Time stops just before the music begins. A string quartet is preparing itself for takeoff. Four individuals sit perfectly still, bows pressed against strings. Their eyes glitter as glances are exchanged. Silence is the flint from which sparks of music are summoned. The players, who hail from Ukraine, Belarus, and California, cohere with rare integrity by listening raptly to one another. This enables them to attain their oft-stated goal, which is to sound like one sixteen-stringed instrument.

The Jerusalem Quartet has been in existence for twenty years and will make its fifth UMS appearance on April 8 at Rackham Auditorium, performing music by Beethoven, Schumann, and Bartok. The concert will open with Beethoven’s Second Quartet, written at the very close of the eighteenth century when the young composer was studying with Haydn. Congenial and good-natured, it could easily be mistaken for one of Haydn’s own, especially in the humorous currents that enliven the scherzo. Beethoven himself described its closing allegro as “unbuttoned.”

Robert Schumann once defined the string quartet as a beautiful if somewhat strangely convoluted conversation, which is an excellent description of his Third Quartet (1842), a profoundly personal opus, rich in romantic sentiment and rife with emotional turbulence. Its second movement, an ingeniously constructed set of variations on an amorous theme, morphs into agitated gyrations of terrific vehemence, like the stamping cathartic scherzo of his Fourth Symphony.

Bartok’s Fourth Quartet, which dates from 1928, is thrillingly strange, with four bristly movements flanking a slow central region shrouded in a mysterious nocturnal fog. Legend has it that when hypermodern composer Anton Webern heard the work, he admitted it was “too cacophonous” for him. Webern, who was no stranger to abrupt and dissonant contrasts, was responding to what can feel at times like a violent harmonic mash-up, or an exhilarating adventure, or both.

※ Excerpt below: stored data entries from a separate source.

PR #3938, opened 2020-12-26
Create new dummy webview backend, fix unit-test launching

ferdnyc:
This PR changes the application startup substantially to make it more resilient. Specifically, it:

1. Creates a new `webview_backend.dummy`, containing a `DummyWebView` class derived from `QWidget` and providing a stub `run_js` method. This webview can be used in place of the existing WebKit and WebEngine options in situations where the webview is not expected to display anything.
2. Replaces the old `mode="unittest"` argument to `OpenShotApp` and `MainWindow` with an info variable, `info.LAUNCH_MODE`. The default value is `"gui"`, and many more things in the startup are made dependent on the value of `info.LAUNCH_MODE`.
3. Removes the `QApplication` configuration previously being done at the top of `classes.app`, and instead does it at the top of `launch.py`. This ensures that the necessary settings/imports will be completed _**before**_ instantiating the `QApplication`-derived `OpenShotApp` object.
4. Updates `query_tests.py` to set `info.LAUNCH_MODE="unittest"` and `info.WEB_BACKEND="dummy"`, as well as `info.LOG_LEVEL_CONSOLE="WARNING"`, so that startup will be constrained and logging output will be kept to a minimum during the unit test runs. This prevents crashing due to unnecessarily loaded GUI elements (especially the QML-based QWebEngineView) and keeps the unit test runs streamlined for CI use.
5. Enhances `query_tests.py` to process Qt standard command line arguments, and adds `-platform minimal` to the arguments when the unit tests are run in the Github Actions CI. This is necessary when executing the code in an environment without an X server, and is a lighter alternative to the `xvfb` virtual-server environment that was previously used.

This PR also incorporates the change from #3937, eliminating the attempts to communicate with Ubuntu Unity.

### DIFF
--- a/src/classes/app.py
+++ b/src/classes/app.py
@@ -39,27 +39,6 @@ from PyQt5.QtCore import Qt, pyqtSlot
 from PyQt5.QtGui import QPalette, QColor, QFontDatabase, QFont
 from PyQt5.QtWidgets import QApplication, QStyleFactory, QMessageBox
 
-try:
-    # This apparently has to be done before loading QtQuick
-    # (via QtWebEgine) AND before creating the QApplication instance
-    QApplication.setAttribute(Qt.AA_ShareOpenGLContexts)
-    from OpenGL import GL  # noqa
-except (ImportError, AttributeError):
-    pass
-
-try:
-    # QtWebEngineWidgets must be loaded prior to creating a QApplication
-    # But on systems with only WebKit, this will fail (and we ignore the failure)
-    from PyQt5.QtWebEngineWidgets import QWebEngineView
-except ImportError:
-    pass
-
-try:
-    # Enable High-DPI resolutions
-    QApplication.setAttribute(Qt.AA_EnableHighDpiScaling)
-except AttributeError:
-    pass  # Quietly fail for older Qt5 versions
-
 
 def get_app():
     """ Returns the current QApplication instance of OpenShot """
@@ -67,12 +46,10 @@ def get_app():
 
 
 class OpenShotApp(QApplication):
-    """ This class is the primary QApplication for OpenShot.
-            mode=None (normal), mode=unittest (testing)"""
+    """ This class is the primary QApplication for OpenShot."""
 
-    def __init__(self, *args, mode=None):
-        QApplication.__init__(self, *args)
-
+    def __init__(self, *args, **kwargs):
+        super().__init__(*args, **kwargs)
         try:
             # Import modules
             from classes import info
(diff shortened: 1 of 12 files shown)


src/classes/app.py
```diff
@@ -203,11 +179,77 @@ def __init__(self, *args, mode=None):
...
+
+        # Load ui theme if not set by OS
+        ui_util.load_theme(self.settings)
+
         # Set Font for any theme
         if self.settings.get("theme") != "No Theme":
             # Load embedded font
             try:
-                log.info("Setting font to %s" % os.path.join(info.IMAGES_PATH, "fonts", "Ubuntu-R.ttf"))
+                log.info("Setting font to %s", os.path.join(info.IMAGES_PATH, "fonts", "Ubuntu-R.ttf"))
```
jonoomph, line 252: Does this still need the %s placeholder?

src/windows/views/webview_backend/dummy.py
```diff
@@ -0,0 +1,47 @@
...
+
+    def __init__(self, *args, **kwargs):
+        super().__init__(*args, **kwargs)
+
+    def run_js(self, code, callback=None):
+        log.debug("run_js request received: %s", code)
+        if callback:
+            callback("{}")
+        else:
+            return None
```
jonoomph, line 47: nitpick, empty line at end of file 😉

jonoomph:
Thanks @ferdnyc ! This looks really nice! I had 1 question, but otherwise, I say merge away once you are ready!

jonoomph:
I'm trying to merge in things that look very critical / and not too scary. I want to create a release branch soon. 🤞

src/classes/app.py
ferdnyc: It does. logging's formatter processes template strings with `%` escapes, the remaining arguments are the inputs to the formatting.

There's one key difference between passing the format string and inputs as arguments, and doing the string interpolation up front: logging calls benefit from lazy evaluation. If logging is disabled (or the `logging.INFO` level isn't configured for output), not only will the final, formatted string not be generated, but the `os.path.join()` won't even be executed, since its output isn't needed.

`"Setting font to %s" % os.path.join(info.IMAGES_PATH, "fonts", "Ubuntu-R.ttf")` always has to do the `os.path.join()` and generate the string, in order to pass it to the `log.info()` call — whether or not it will ultimately be logged.

ferdnyc:
I _believe_ I have a better way to do this (see [ferdnyc/app-launch](https://github.com/ferdnyc/openshot-qt/tree/app-launch), so I'm going to close this PR.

What makes this particular quartet (and much of Bartok’s music) so vibrant and exciting is its blend of mathematically organized abstraction and textured irregular rhythms derived from Central European folk music. This deliciously disorienting piece of work conjures cold raindrops on wooden shingles, the drone of Carpathian Mountain bagpipes, and the buzzing of honeybees hovering near the hive.